Assignment:
Return every record verbatim.

**** Source material

PR #464, opened 2023-10-11
Fix hashing of accessories to not include the value

bdraco:
~~Needs https://github.com/ikalchev/HAP-python/pull/463 merged first~~

The hash of accessories would include the value which meant that we would increment the `c#` very frequently which could drain battery and force iCloud to sync over and over.  The hash should only include the actual config and not the value.  The net result is everything could appear unavailable since the iCloud sync would never finish for some users and the constant `get_accessories` could overload the system.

********

Output of the task:
PR #464, opened 2023-10-11
Fix hashing of accessories to not include the value

bdraco:
~~Needs https://github.com/ikalchev/HAP-python/pull/463 merged first~~

The hash of accessories would include the value which meant that we would increment the `c#` very frequently which could drain battery and force iCloud to sync over and over.  The hash should only include the actual config and not the value.  The net result is everything could appear unavailable since the iCloud sync would never finish for some users and the constant `get_accessories` could overload the system.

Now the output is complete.